WHAT TO WORK ON =>
Copy out all lines of the records in which the word "nestedFiles" appears.

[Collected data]

%%

PR #6270, opened 2024-01-04
Package: drop unneeded deps

mook-as:
- bufferutil
- utf-8-validate

Both were added in 9b60c2596dc235cd708810d1c0d15024a4f6e7d2 to work around issues with dependency resolution.  At this point the dependencies that require them are no longer used, so we don't need to fight transitive dependencies anymore.


jandubois (approved):
I can't really tell why they were originally added (to deal with "warnings"?), but if the codebase works without them, that is good enough for me to remove them. 😄

PR #6284, opened 2024-01-09
Merge release-1.12 back into main

jandubois:


jandubois:
There are merge conflicts; we need a separate integration branch.

PR #6288, opened 2024-01-09
Signing: also produce signed zip file on macOS

mook-as:
We use the zip file for upgrades on macOS; therefore, we need to ensure we emit a zip file during signing there so that we can have an artifact with signed applications for the user to upgrade to.


jandubois (approved):
Thanks, LGTM and seems to work fine

Issue #9478, opened 2025-11-17
`utils/rdctl.bats` fails on macOS using `vz` emultation with `reverse-sshfs` mount type


jandubois:
```console
jan@zilicon bats % RD_USE_VZ_EMULATION=1 ./bats-core/bin/bats tests/utils/rdctl.bats
rdctl.bats
   ===== utils/rdctl =====
 ✓ factory reset
   Install location:          system
   Resources path:            /Applications/Rancher Desktop.app/Contents/Resources/resources

   Container engine:          containerd
   Kubernetes version:        1.32.7 (1.32.7)
   Mount type:                reverse-sshfs
   Using image allow list:    false
   Using VZ emulation:        true
   Using ramdisk:             false

   Capturing logs:            false
   Tracing execution:         false
   Taking screenshots:        false
   Using ghcr.io images:      false
 ✓ start Rancher Desktop
 ✓ rdctl info
 ✓ rdctl info --output=json
 ✓ rdctl info --field version
 ✗ rdctl info --field ip-address
   (from function `assert_output' in file bats-assert/src/assert_output.bash, line 178,
    in test file tests/utils/rdctl.bats, line 54)
     `output=$address assert_output --regexp '^192\.168\.205\.'' failed

   -- regular expression does not match output --
   regexp : ^192\.168\.205\.
   output : 192.168.5.15
   --


6 tests, 1 failure
```

jandubois:
However, it doesn't fail when the mount type is `virtiofs`:

```console
jan@zilicon bats % RD_MOUNT_TYPE=virtiofs RD_USE_VZ_EMULATION=1 ./bats-core/bin/bats tests/utils/rdctl.bats
rdctl.bats
   ===== utils/rdctl =====
 ✓ factory reset
   Install location:          system
   Resources path:            /Applications/Rancher Desktop.app/Contents/Resources/resources

   Container engine:          containerd
   Kubernetes version:        1.32.7 (1.32.7)
   Mount type:                virtiofs
   Using image allow list:    false
   Using VZ emulation:        true
   Using ramdisk:             false

   Capturing logs:            false
   Tracing execution:         false
   Taking screenshots:        false
   Using ghcr.io images:      false
 ✓ start Rancher Desktop
 ✓ rdctl info
 ✓ rdctl info --output=json
 ✓ rdctl info --field version
 ✓ rdctl info --field ip-address

6 tests, 0 failures
```

jandubois:
[...]

PR #9479, opened 2025-11-17
BATS: rdctl: work around `rdctl info` w/ VZ

mook-as:
For some reason we haven't figured out yet, the `vznat` interface does not exist when using VZ + reverse-sshfs. Change the test to match the implementation so it passes for now until we figure out why it's doing so (and if we need to fix something).

Work around for #9478 so things pass; this does not close that as we still need to figure out why this is happening.


jandubois:
Converted to draft because we have a workaround in `lima-init` that should make this PR redundant. It will be closed after verification.

jandubois:
This PR is no longer needed.

PR #9500, opened 2025-11-19
Bump version 1.20.1 → 1.21.0

jandubois:


mook-as (approved):
Hmm, why don't we ever do this _after_ the release instead of just before? 🤷 

Oh right, because this is in a branch…

jandubois:
> Oh right, because this is in a branch…

Yes, because all builds from main would already identify as `1.21.0-1234` already, which is maybe not wrong, but confusing. We also don't know if the next release would be 1.20.1 or 1.21.0.

mook-as:
Well, presumably 1.20.1 would come off the release branch, so that wouldn't be an issue. But yeah, we have the potential to make it 1.999 instead for no reason, anyway, and it's not like doing it early actually solves a concrete problem.

(I'm just typing while waiting for CI to finish…)

PR #9501, opened 2025-11-19
RPM spec: fix comments

mook-as:
For whatever reason, the builds now fail because it thinks # is a character being used for versions instead of a comment.  Not sure this is happening now when the spec file hasn't changed; presumably some tooling version is different.

> error: line 122: Dependency tokens must begin with alpha-numeric, '_' or '/': Requires: gnutls # To enumerate system certificates


jandubois (approved):
Thanks, LGTM

PR #9507, opened 2025-11-20
Pull images before running them in bats/tests/containers/switch-engines.bats

### LINKED ISSUE #9505: In BATS pull images quietly to avoid flooding the logs
When you run `ctrctl run ...` and the image does not exists, then it is being pulled with the visual progress indicator, producing huge amounts of logs that are useless for debugging BATS issues.

It is better to run `ctrctl pull --quiet` first, and then run the already pulled image. That way you also get a separate error if the failure is due to network issues when pulling the image.

Tests that should be updated include:

* `containers/switch-engines`

Example of the logging I want to avoid:

```
   elapsed: 6.8 s                                                                    total:  25.3 K (3.7 KiB/s)
   docker.io/library/nginx:latest:                                                   resolved       |++++++++++++++++++++++++++++++++++++++|
   index-sha256:553f64aecdc31b5bf944521731cd70e35da4faed96b2b7548a3d8e2598c52a42:    done           |++++++++++++++++++++++++++++++++++++++|
   manifest-sha256:5c733364e9a8f7e6d7289ceaad623c6600479fe95c3ab5534f07bfd7416d9541: done           |++++++++++++++++++++++++++++++++++++++|
   config-sha256:60adc2e137e757418d4d771822fa3b3f5d3b4ad58ef2385d200c9ee78375b6d5:   done           |++++++++++++++++++++++++++++++++++++++|
```

jandubois:
This allows us to use `--quiet` to avoid flooding the logs with pull progress messages.

Might be coincidence, but after making this change the test no longer failed with "context deadline exceeded" for me on Windows. I suspect the slow pull performance may have contributed to the likelihood of hitting the timeout.

Also adds `--quiet` option to some other places that pull without it.

Fixes #9505

### DIFF
--- a/bats/tests/containers/host-network-ports.bats
+++ b/bats/tests/containers/host-network-ports.bats
@@ -21,7 +21,7 @@ local_setup() {
 
 run_container_with_host_network_driver() {
     local image="python:slim"
-    ctrctl pull "$image"
+    ctrctl pull --quiet "$image"
     ctrctl run -d --network=host --restart=no "$image" "$@"
 }
 
--- a/bats/tests/containers/published-ports.bats
+++ b/bats/tests/containers/published-ports.bats
@@ -12,7 +12,7 @@ load '../helpers/load'
 }
 
 run_container_with_published_port() {
-    ctrctl pull "$IMAGE_NGINX"
+    ctrctl pull --quiet "$IMAGE_NGINX"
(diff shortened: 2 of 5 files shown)


mook-as (approved):
I'm surprised that `nginx`/`busybox` images are large enough to be relevant. But it looks harmless, so if it works it's good enough.

PR #9544, opened 2025-11-26
Packaging: Linux: Work around Debian postinst issues

mook-as:
If there is no `%post` script it appears that the Debian postinst script does not get generated, which causes chrome-sandbox to not get suid set which in turn causes the app to fail to start.

This only needs to be in the branch to be effective (because OBS just checks out the files from the branch); it is not necessary to rebuild the binaries other than whatever happens in OBS.


jandubois (dismissed):
Thanks, LGTM

PR #9557, opened 2025-11-28
Reinstall iproute2 if it is not installed during provisioning

### LINKED ISSUE #9554: 1.21.0 "rdctl info" command gives BusyBox error
### Actual Behavior

When rancher-desktop 1.21.0 is running, the new "rdctl info" command doesn't seem to work as documented, instead it prints a (surprising and unexpected) BusyBox error.

### Steps to Reproduce

MacOS arm64 Tahoe 26.1 build 25B78
rancher-desktop 1.21.0 running
`$ rdctl info`

### Result

```
$ rdctl info

BusyBox v1.37.0 (2025-08-05 16:40:33 UTC) multi-call binary.

Usage: ip [OPTIONS] address|route|link|tunnel|neigh|rule [ARGS]

OPTIONS := -f[amily] inet|inet6|link | -o[neline]

ip addr add|del IFADDR dev IFACE | show|flush [dev IFACE] [to PREFIX]
ip route list|flush|add|del|change|append|replace|test ROUTE
ip link set IFACE [up|down] [arp on|off] [multicast on|off]
        [promisc on|off] [mtu NUM] [name NAME] [qlen NUM] [address MAC]
        [master IFACE | nomaster] [netns PID]
ip tunnel add|change|del|show [NAME]
        [mode ipip|gre|sit] [remote ADDR] [local ADDR] [ttl TTL]
ip neigh show|flush [to PREFIX] [dev DEV] [nud STATE]
ip rule [list] | add|del SELECTOR ACTION
exit status 1

```

### Expected Behavior

```
$ rdctl info
Version:   v1.21.0
IPAddress: 192.168.205.2
```

### Additional Information

_No response_

### Rancher Desktop Version

1.21.0

1.33.6

moby (docker cli)

macOS

Tahoe 26.1

arm64 (Apple Silicon)

None

### Windows User Only

_No response_

jandubois:
The new ISO will automatically install it from the apkovl during boot but Lima may unintentionally uninstall it while re-installing manually installed packages. We need to make sure iproute2 is listed in `/etc/apk/world`.

Please review while ignoring whitespace; this PR adds an additional `if` condition around a larger code block.

Further changes:
* Detect when /etc/os-release is a symlink and treat it as an upgrade signal
* Keep a copy of limi-init.log from the upgrade in the data volume because a reboot will replace the copy in /var/log

Fixes #9554

### DIFF
--- a/pkg/rancher-desktop/assets/lima-config.yaml
+++ b/pkg/rancher-desktop/assets/lima-config.yaml
@@ -23,23 +23,46 @@ provision:
     mkdir -p /bootfs
     mount --bind / /bootfs
     # /bootfs/etc is empty on first boot because it has been moved to /mnt/data/etc by lima
-    if [ -f /bootfs/etc/os-release ] && ! diff -q /etc/os-release /bootfs/etc/os-release; then
-      cp /etc/machine-id /bootfs/etc
-      cp /etc/ssh/ssh_host* /bootfs/etc/ssh/
-      mkdir -p /etc/docker /etc/rancher
-      cp -pr /etc/docker /bootfs/etc
-      cp -pr /etc/rancher /bootfs/etc
+    if [ -f /bootfs/etc/os-release ]; then
+      # Alpine turned /etc/os-release into a symlink; we dereference it again. If we still have a symlink
+      # here, then this is an upgrade from an older version and needs to go through the migration.
+      if [ -L /etc/os-release ] || ! diff -q /etc/os-release /bootfs/etc/os-release; then
+        # When we are upgrading from an ISO we will install new packages during boot.
+        # But Lima will restore the old /etc/apk/world file and run `apk fix --no-network`
+        # to restore packages from cache that were installed manually. This will however
+        # uninstall all packages again that were not previously installed because they are
+        # not listed in the old world file. We need to install them once more from the
+        # boot media to update the world file.
+        # We are not bothering with uninstalling packages that are not part of the new release.
+        apk add --no-network --keys-dir /bootfs/etc/apk/keys --repositories-file /bootfs/etc/apk/repositories \
+          $(cat /bootfs/etc/apk/world)
 
-      rm -rf /mnt/data/etc.prev
-      mkdir /mnt/data/etc.prev
-      mv /etc/* /mnt/data/etc.prev
-      mv /bootfs/etc/* /etc
+        # Using a temp file just in case dereferencing a symlink onto itself has a race condition.
+        cp -L /etc/os-release /etc/os-release.tmp
+        mv /etc/os-release.tmp /etc/os-release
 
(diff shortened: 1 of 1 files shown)


pkg/rancher-desktop/assets/lima-config.yaml
```diff
@@ -23,23 +23,43 @@ provision:
...
-      cp -pr /etc/docker /bootfs/etc
-      cp -pr /etc/rancher /bootfs/etc
+    if [ -f /bootfs/etc/os-release ]; then
+      # Alpine turned /etc/os-release into a symlink; we dereference it again. If we still have a symlink
+      # here, then this is an upgrade from an older version and needs to go through the migration.
+      if [ -L /etc/os-release ] || ! diff -q /etc/os-release /bootfs/etc/os-release; then
+        # When we are upgrading from an ISO that didn't have iproute2 installed, we will install it during boot.
+        # But Lima will restore the old /etc/apk/world file and run `apk fix --no-network` to restore packages from
+        # cache that were installed manually. This will however uninstall iproute2 again because it is not listed
+        # in the old world file. We need to install it once more from the boot media to update the world file.
```
mook-as: Does this mean if we add more packages in the future, we'll need to grow this ever more?

Can we check for missing packages by looking at `etc/apk/world` in `alpine.apkovl.tar.gz`?

pkg/rancher-desktop/assets/lima-config.yaml
```diff
@@ -23,23 +23,43 @@ provision:
...
+        if ! apk info -e iproute2 >/dev/null 2>&1; then
+          apk add iproute2 --no-network --keys-dir /bootfs/etc/apk/keys --repositories-file /bootfs/etc/apk/repositories
+        fi
 
-      rm -rf /mnt/data/etc.prev
-      mkdir /mnt/data/etc.prev
-      mv /etc/* /mnt/data/etc.prev
-      mv /bootfs/etc/* /etc
+        cp -L /etc/os-release /etc/os-release.tmp
+        mv /etc/os-release.tmp /etc/os-release
```
mook-as, line 42: Turns out (at least in busybox) `cp -L file file` can be used to dereference the symlink. (It only works when it's a symlink; when it's a regular file it produces an error.)

I guess this eventually ends up in `/mnt/data/etc.prev` before we do another copy on line 50/52?

pkg/rancher-desktop/assets/lima-config.yaml
jandubois: I've change the PR to always reinstall everything from the old `world` file.

pkg/rancher-desktop/assets/lima-config.yaml
jandubois: I added a comment why I want a temp file.

jandubois:
Not sure why DCO check is not running again. Will close and reopen.

PR #9592, opened 2025-12-04
fix: use HTTPS HEAD request for network connectivity check

evnsh:
This PR updates the internet connectivity diagnostic to use an HTTPS `HEAD` request instead of an unencrypted HTTP `GET`. The previous approach leaked the `Host` header in plaintext, which could reveal Rancher Desktop usage to network observers.

Using `HEAD` over HTTPS provides full transport encryption while avoiding unnecessary data transfer (0-byte response body vs. ~20 KB for the previous `GET`). It also results in a slightly smaller overall request size (627 bytes vs. 669 bytes).

This improves user privacy with no functional impact and minimal overhead.


Nino-K:
@evnsh Thanks for your contribution.

PR #9598, opened 2025-12-05
Dependabot: disable go-openapi/swag

mook-as:
The version for this depends on the version used by the CLI, i.e. `github.com/go-swagger/go-swagger` — bumping `go-openapi/swag` by itself just leads to broken builds; see #9585 for an example.  To make sure we don't forget to bump it in the future, the second commit adds a lint check to make sure our version of `go-openapi/swag` always matches the version in `github.com/go-swagger/go-swagger`.


jandubois (approved):
Thanks, LGTM

PR #9611, opened 2025-12-08
Reinstall iproute2 if it is not installed during provisioning

### LINKED ISSUE #9554: 1.21.0 "rdctl info" command gives BusyBox error

jandubois:
The new ISO will automatically install it from the apkovl during boot but Lima may unintentionally uninstall it while re-installing manually installed packages. We need to make sure iproute2 is listed in `/etc/apk/world`.

Please review while ignoring whitespace; this PR adds an additional `if` condition around a larger code block.

Further changes:
* Detect when /etc/os-release is a symlink and treat it as an upgrade signal
* Keep a copy of limi-init.log from the upgrade in the data volume because a reboot will replace the copy in /var/log

Fixes #9554

This is a duplicate of #9557, which for some reason doesn't want to run DCO again.

### DIFF
--- a/pkg/rancher-desktop/assets/lima-config.yaml
+++ b/pkg/rancher-desktop/assets/lima-config.yaml
@@ -23,23 +23,46 @@ provision:
     mkdir -p /bootfs
     mount --bind / /bootfs
     # /bootfs/etc is empty on first boot because it has been moved to /mnt/data/etc by lima
-    if [ -f /bootfs/etc/os-release ] && ! diff -q /etc/os-release /bootfs/etc/os-release; then
-      cp /etc/machine-id /bootfs/etc
-      cp /etc/ssh/ssh_host* /bootfs/etc/ssh/
-      mkdir -p /etc/docker /etc/rancher
-      cp -pr /etc/docker /bootfs/etc
-      cp -pr /etc/rancher /bootfs/etc
+    if [ -f /bootfs/etc/os-release ]; then
+      # Alpine turned /etc/os-release into a symlink; we dereference it again. If we still have a symlink
+      # here, then this is an upgrade from an older version and needs to go through the migration.
+      if [ -L /etc/os-release ] || ! diff -q /etc/os-release /bootfs/etc/os-release; then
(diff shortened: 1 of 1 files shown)


jandubois:
> It definitely feels like we should be updating the old /etc/apk/world before lima does its stuff, but we probably don't have the right hooks for that.

It might be possible to do so using `bootcmds`, but I don't want to spend any more time on this right now.

PR #9612, opened 2025-12-09
Support for building on Linux arm64

jandubois:
* No support for AppImage (because QEMU builds are still missing)
* No support for CI builds

### DIFF
--- a/background.ts
+++ b/background.ts
@@ -481,21 +481,26 @@ async function checkPrerequisites() {
     break;
   }
   case 'linux': {
-    // Required: Nested virtualization enabled
-    const nestedFiles = [
-      '/sys/module/kvm_amd/parameters/nested',
-      '/sys/module/kvm_intel/parameters/nested'];
+    // TODO: This whole testing for nested virtualization is wrong. All we should test for is if
+    // hardware acceleration is available, e.g. checking /proc/cpuinfo for "vmx" (Intel) or "svm" (AMD).
+    if (process.arch === 'x64') {
+      // Required: Nested virtualization enabled
+      const nestedFiles = [
+        '/sys/module/kvm_amd/parameters/nested',
+        '/sys/module/kvm_intel/parameters/nested'];
 
-    messageId = 'linux-nested';
-    for (const nestedFile of nestedFiles) {
-      try {
-        const data = await fs.promises.readFile(nestedFile, { encoding: 'utf8' });
+      messageId = 'linux-nested';
+      for (const nestedFile of nestedFiles) {
+        try {
+          const data = await fs.promises.readFile(nestedFile, { encoding: 'utf8' });
 
-        if (data && (data.toLowerCase().startsWith('y') || data.startsWith('1'))) {
-          messageId = 'ok';
-          break;
+          if (data && (data.toLowerCase().startsWith('y') || data.startsWith('1'))) {
+            messageId = 'ok';
+            break;
+          }
+        } catch {
         }
-      } catch {}
+      }
     }
     break;
   }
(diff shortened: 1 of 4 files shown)


pkg/rancher-desktop/backend/lima.ts
```diff
@@ -402,9 +402,11 @@ export default class LimaBackend extends events.EventEmitter implements VMBacken
     if (os.platform().startsWith('linux')) {
       const cpuInfo = await fs.promises.readFile('/proc/cpuinfo', 'utf-8');
 
-      if (!/flags.*(vmx|svm)/g.test(cpuInfo)) {
-        console.log(`Virtualization support error: got ${ cpuInfo }`);
-        throw new Error('Virtualization does not appear to be supported on your machine.');
+      if (this.arch === 'x86_64') {
+        if (!/flags.*(vmx|svm)/g.test(cpuInfo)) {
```
mook-as, line 406: Do we have an equivalent flag to check for non-amd64 systems? Otherwise we can move the reading for `/proc/cpuinfo` inside the condition.

scripts/dependencies/lima.ts
```diff
@@ -116,7 +121,7 @@ export class AlpineLimaISO extends GlobalDependency(GitHubDependency) {
     const version = context.versions.alpineLimaISO;
     let arch = 'x86_64';
 
-    if (context.platform === 'darwin' && process.env.M1) {
+    if (process.env.M1) {
       arch = 'aarch64';
     }
```
mook-as:
```suggestion
    const arch = process.env.M1 ? 'aarch64' : 'x86_64';
```

background.ts
```diff
@@ -481,21 +481,26 @@ async function checkPrerequisites() {
...
-    messageId = 'linux-nested';
-    for (const nestedFile of nestedFiles) {
-      try {
-        const data = await fs.promises.readFile(nestedFile, { encoding: 'utf8' });
-
-        if (data && (data.toLowerCase().startsWith('y') || data.startsWith('1'))) {
-          messageId = 'ok';
-          break;
+    // TODO: This whole testing for nested virtualization is wrong. All we should test for is if
+    // hardware acceleration is available, e.g. checking /proc/cpuinfo for "vmx" (Intel) or "svm" (AMD).
```
mook-as, line 485: Why not just drop the whole block (but leave a TODO to move that other block over here)? Actually, I don't know why we do this here instead of there in the first place…

pkg/rancher-desktop/backend/lima.ts
jandubois: I don't know anything. Copilot suggests looking for `virt` in `/proc/cpuinfo`, but at least on DGX Spark I don't see anything:

```console
root@spark-15ec:~# cat /proc/cpuinfo | grep virt
root@spark-15ec:~# lscpu | grep virt
root@spark-15ec:~#
```

Then it suggests grepping the kernel logs for `kvm`:

```console
root@spark-15ec:~# dmesg | grep -i kvm
[    1.259735] kvm [1]: nv: 529 coarse grained trap handlers
[    1.259905] kvm [1]: nv: 669 fine grained trap handlers
[    1.260031] kvm [1]: IPA Size Limit: 40 bits
[    1.260060] kvm [1]: GICv4 support disabled
[    1.260063] kvm [1]: GICv3: no GICV resource entry
[    1.260067] kvm [1]: disabling GICv2 emulation
[    1.260104] kvm [1]: GIC system register CPU interface enabled
[    1.260127] kvm [1]: vgic interrupt IRQ9
[    1.260257] kvm [1]: VHE mode initialized successfully
```

It then recommends looking for `kvm [1]: HYP mode initialized successfully` or `kvm [1]: Virtualization extensions available`, neither of which are here. I think `kvm [1]: VHE mode initialized successfully` means the same thing, but what else should we look for? I'm also worried about the missing GIC support; will VHE mode work without it?

It seems better just to create a hardware accelerated VM (maybe even without starting it), and checking if it fails? The proof of the pudding is in the eating!

background.ts
jandubois: We can refactor this another time (like when we actually want to officially support arm64). I just want to get my minimal changes merged, that make the code work on arm64.

PR #9626, opened 2025-12-11
Clear session cache on extension install to fix icon caching

jandubois:
When reinstalling an extension with an updated icon, Electron's default session would serve the cached old icon. Now we clear the HTTP cache after extension installation to ensure updated assets are loaded fresh.


jandubois:
> That seems like a rather big hammer, but we probably don't have the right API to just clear one item in the cache.

Aren't all assets local (bundled with Steve), so the session cache doesn't really help us much anyways?

PR #83, opened 2015-11-11
Use curl | sh to install as that hopefully fails

manasdk:


actions/workflows/st2workroom_st2enterprise_test.yaml
```diff
@@ -56,9 +56,24 @@
           DISABLE_HUBOT: "true"
           CI: "true"
         hosts: "{{hostname}}"
-        cmd: "curl -sSL https://stackstorm.com/install.sh -o /tmp/bootstrap.sh && chmod +x /tmp/bootstrap.sh && /tmp/bootstrap.sh -a /tmp/answers.yaml"
```
Kami, line 59: So previously it didn't fail?

I'm a bit confused since we used && and not ; so it should have failed...

manasdk, line 59: I do not understand either but for whatever reason it did not fail. This does so I stopped fighting :)

PR #93, opened 2015-12-10
Release checklist

emedvedev:


emedvedev:
@dzimine: please review. That pretty much sums up my experience with 1.2.0 sans upstream and build box issues. The checklist will be updated in the future (I'd like to transfer patch release steps here, too, right after I actually release one), but right now it's a good starting point.

PR #98, opened 2016-01-06
Modify st2_docs workflow

dzimine:
With this, st2_docs can run 'standalone', independent of full st2 build, to make and push docs from any branch to s3.

I removed the stuff and steps that seem to be not used.

Tested by running manually on st2build002. Didn't test as part of the whole build yet.

### DIFF
--- a/actions/st2_docs.meta.yaml
+++ b/actions/st2_docs.meta.yaml
@@ -1,10 +1,11 @@
 ---
   name: "docs"
+  pack: "st2cd"
   runner_type: "action-chain"
   description: "Build st2docs"
   enabled: true
   entry_point: "workflows/st2_docs.yaml"
-  parameters: 
+    parameters: 
     repo: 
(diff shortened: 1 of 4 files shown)


estee-tew:
https://stackstorm.slack.com/archives/stackstorm/p1452047607020548

DoriftoShoes:
Looks good.  I'm reasonably sure this will work fine.  The parameters you removed were used for context further in build process but nothing triggers off of the docs jobs anymore.  Just make sure to update the docs rule also to remove those parameters and the build should be fine...w00t.

manasdk:
We should abandon this in favor of https://github.com/StackStorm/st2cd/pull/100

dzimine:
abandoning.

dzimine:
I want to reanimate this and apply to st2docs. So that we can build and push docs manually off any branch.

PR #99, opened 2016-01-07
Fix hostname conflict

dzimine:
Problem: when rules with different distors fire the workflow at the same time, VM creation fails for all but first because the DNS name is already taken.


estee-tew:
https://stackstorm.slack.com/archives/stackstorm/p1452157874020880

Kami:
Good catch :+1:

Kami:
I'll go ahead and merge it.

I think it should be fine and the record name is not too long.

%%

RESULT BELOW =>
-    const nestedFiles = [
+      const nestedFiles = [
-    for (const nestedFile of nestedFiles) {
+      for (const nestedFile of nestedFiles) {
-    for (const nestedFile of nestedFiles) {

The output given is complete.